One of the biggest challenges facing New Brunswick playwrights has always been the ability to place critical and encouraging eyes on their work. This is especially true in Everett’s case. As a self-described singular and solitary artist, he’s always found support within the community that surrounds NotaBle Acts.

“I am very much a voice in the wilderness,” he said. “So to be welcome into a community and institution such as NotaBle Acts; to have other artists, and experts, say explicitly, ‘your work is worthwhile, you are worthwhile, and we believe in your vision.’ It’s indescribable. And for that to happen two years in a row, it’s no great exaggeration to say that NB Acts made my career, even though I’m in the very fledgling stages of it.

“I went from having my first play produced in last year’s festival to receiving a Creation Grant from ArtsNB for a full-length, site-specific script. And now to be back this year, to have Natasha MacLellan read my work as part of the selection committee, and to be able to work with Rob Kempson as a dramaturge. This is so cheesy, but when people ask me how things are going lately, my honest answer is absolutely amazing. Like, genuinely unbelievably well. And that’s not something that I say lightly.”

For Everett, the festival also offers a chance to be inspired by the work of other New Brunswick writers, some at a similar stage in their careers as he is.

“I was very, very excited for Fruit Machine, and I got to see that opening night,” he said. “I saw it as a work in progress last year and the way it has grown and taken shape since then is really moving. The story is important but I think the experience more poignant and that’s what Alex [Rioux] is communicating – the experience of the gay military purge of the 60s, rather than just the story of it.

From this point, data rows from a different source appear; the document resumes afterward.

PR #2601, opened 2025-10-07
Cache the last created temporary handles at a requested size

arunjose696:
When rendering images at a specific targetSize, the most recently created temporary handle is cached. If a handle of a different size is needed, the previous handle is disposed of and replaced with the new one. The last cached handle is also disposed of when the image itself is destroyed.

This change does not affect the visual appearance and is purely an optimization. It is especially useful when a user scrolls through a diagram, as the same-size image may be redrawn multiple times. Without handle caching, new image handles would need to be created repeatedly whenever the image is redrawn. More details can be found at  https://github.com/vi-eclipse/Eclipse-Platform/issues/326#issuecomment-3242679364

### DIFF
--- a/bundles/org.eclipse.swt/Eclipse SWT/win32/org/eclipse/swt/graphics/Image.java
+++ b/bundles/org.eclipse.swt/Eclipse SWT/win32/org/eclipse/swt/graphics/Image.java
@@ -141,6 +141,34 @@ public final class Image extends Resource implements Drawable {
 
 	private List<Consumer<Image>> onDisposeListeners;
 
+	private record CachedHandle(ImageHandle handleContainer, int requestedWidth, int requestedHeight) {
+
+		public void destroy() {
+			if (handleContainer != null) {
+				handleContainer.destroy();
+			}
+		}
+
+		public boolean isReusable(int height, int width) {
+			if(handleContainer == null) {
+				return false;
+			}
+			return (requestedHeight == height && requestedWidth == width)
+					|| (handleContainer.height == height && handleContainer.width == width);
+
+		}
+
+		public long getHandle() {
+			if (handleContainer != null) {
+				return handleContainer.handle;
+			}
+			return -1;
+		}
+	};
+
+	// Initialize lastRequestedHandle with -1 for size-related fields to indicate uninitialized values
+	CachedHandle lastRequestedHandle = new CachedHandle(null, -1, -1);
+
 private Image (Device device, int type, long handle, int nativeZoom) {
 	super(device);
 	this.type = type;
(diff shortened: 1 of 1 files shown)


bundles/org.eclipse.swt/Eclipse SWT/win32/org/eclipse/swt/graphics/Image.java
```diff
@@ -1090,6 +1112,7 @@ private void destroyHandles(Predicate<Integer> filter) {
 			imageHandle.destroy();
 		}
 	}
+	lastRequestedHandle.destroy();
```
fedejeanne: This doesn't belong here, the method accepts a filter. Put it in `destroyHandles()` and, if necessary, in `destroyHandlesExcept(Set<Integer>)` too.

bundles/org.eclipse.swt/Eclipse SWT/win32/org/eclipse/swt/graphics/Image.java
```diff
@@ -141,6 +141,31 @@ public final class Image extends Resource implements Drawable {
...
+
+		public long getHandle() {
+			if (handleContainer != null) {
+				return handleContainer.handle;
+			}
+			return -1;
+		}
+	};
+
+	CachedHandle lastRequestedHandle = new CachedHandle(null, SWT.DEFAULT, SWT.DEFAULT, SWT.DEFAULT, SWT.DEFAULT);
```
fedejeanne: Move it above the type-declaration (together with other fields), make it `private` and pass `-1` instead of `SWT.DEFAULT` as parameters. There is no "default" in this context, only "uninitialized".

bundles/org.eclipse.swt/Eclipse SWT/win32/org/eclipse/swt/graphics/Image.java
```diff
@@ -828,17 +853,14 @@ interface HandleAtSizeConsumer {
...
-	} finally {
-		handleContainer.destroy();
+	if (!lastRequestedHandle.isReusable(heightHint, widthHint)) {
+		lastRequestedHandle.destroy();
+		ImageHandle handleContainer = init(imageData, -1);
+		lastRequestedHandle = new CachedHandle(handleContainer, widthHint, heightHint, imageData.width,
+				imageData.height);
 	}
+	handleAtSizeConsumer.accept(lastRequestedHandle.getHandle(),
+			new Point(lastRequestedHandle.handleWidth, lastRequestedHandle.handleHeight));
```
fedejeanne:
```suggestion
			new Point(lastRequestedHandle.handleWidth(), lastRequestedHandle.handleHeight()));
```

bundles/org.eclipse.swt/Eclipse SWT/win32/org/eclipse/swt/graphics/Image.java
arunjose696: Moved to destroyHandles()

bundles/org.eclipse.swt/Eclipse SWT/win32/org/eclipse/swt/graphics/Image.java

fedejeanne: I moved it above the type-declaration in 4a83dbe9d80d106ae0029277ee68c2446f2f58cc

bundles/org.eclipse.swt/Eclipse SWT/win32/org/eclipse/swt/graphics/Image.java
```diff
@@ -828,17 +854,14 @@ interface HandleAtSizeConsumer {
 void executeOnImageHandleAtSize(HandleAtSizeConsumer handleAtSizeConsumer, int widthHint, int heightHint) {
 	ImageData imageData;
 	imageData = this.imageProvider.loadImageDataAtSize(widthHint, heightHint);
```
HeikoKlare: This should only be done inside the `if`, as otherwise the image data is unnecessarily loaded even if reuse happens.

arunjose696: done

bundles/org.eclipse.swt/Eclipse SWT/win32/org/eclipse/swt/graphics/Image.java
```diff
@@ -141,6 +141,32 @@ public final class Image extends Resource implements Drawable {
 
 	private List<Consumer<Image>> onDisposeListeners;
 
+	private record CachedHandle(ImageHandle handleContainer, int requestedWidth, int requestedHeight, int handleWidth,
```
HeikoKlare: Isn't handleWidth and handleHeight obsolete as it's already contained in `ImageHandle handleContainer`?

arunjose696: Fair point, removed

“Past that, I’m very much looking forward to seeing With Love, Josephine, the other Acting Out one-act. I have so much respect for playwrights who can convey human drama and emotion in a real world, and I’m excited to see what Sophie [Tremblay-Pietre] has done.

“I’m still kicking myself for missing Jean-Michel Cliche’s site specific play S.C.O.P.E. last year,” said Everett. “I heard the latest draft read as part of the festival kickoff party and it’s aesthetically, emotionally, and structurally exactly my kind of play. So this year I’m resolved to not miss out on a first look at something that may be something much bigger again by next year.”

Greg Everett’s play Gullywhump will run August 1-3 at Memorial Hall as part of Acting Out: Two One-Act Plays. Showtime is 7:30 p.m. and tickets are available at the door.